PR #31687, opened 2026-06-19
MAINT: Prefer `PyTuple_Pack` over `Py_BuildValue`

hpkfft:
### PR summary

In a micro-benchmark that builds the tuple `(0, 1)` from two existing PyObjects, `PyTuple_Pack(2, zero, one)` is twice as fast as `Py_BuildValue("(OO)", zero, one)`, with runtimes of 17.7 nsec and 36.1 nsec per loop, respectively, as measured by `timeit` with Python 3.13.5 on x86_64 GNU/Linux.  (It makes sense that it's faster not having to parse a format string.)

So, I thought, why not use it in NumPy?

#### AI Disclosure

No AI tools used

### DIFF
--- a/numpy/_core/src/multiarray/npy_static_data.c
+++ b/numpy/_core/src/multiarray/npy_static_data.c
@@ -180,8 +180,7 @@ initialize_static_globals(void)
         return -1;
     }
 
-    npy_static_pydata.kwnames_is_copy =
-            Py_BuildValue("(O)", npy_interned_str.copy);
+    npy_static_pydata.kwnames_is_copy = PyTuple_Pack(1, npy_interned_str.copy);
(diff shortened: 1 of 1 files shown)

.....

# [Exercise details]
The lines needed run from the first line of the data through the line containing "-180,8 +180,7 @@ initialize_static_globals(void)"; give them again exactly and nothing else.

# [Problem solution]
PR #31687, opened 2026-06-19
MAINT: Prefer `PyTuple_Pack` over `Py_BuildValue`

hpkfft:
### PR summary

In a micro-benchmark that builds the tuple `(0, 1)` from two existing PyObjects, `PyTuple_Pack(2, zero, one)` is twice as fast as `Py_BuildValue("(OO)", zero, one)`, with runtimes of 17.7 nsec and 36.1 nsec per loop, respectively, as measured by `timeit` with Python 3.13.5 on x86_64 GNU/Linux.  (It makes sense that it's faster not having to parse a format string.)

So, I thought, why not use it in NumPy?

#### AI Disclosure

No AI tools used

### DIFF
--- a/numpy/_core/src/multiarray/npy_static_data.c
+++ b/numpy/_core/src/multiarray/npy_static_data.c
@@ -180,8 +180,7 @@ initialize_static_globals(void)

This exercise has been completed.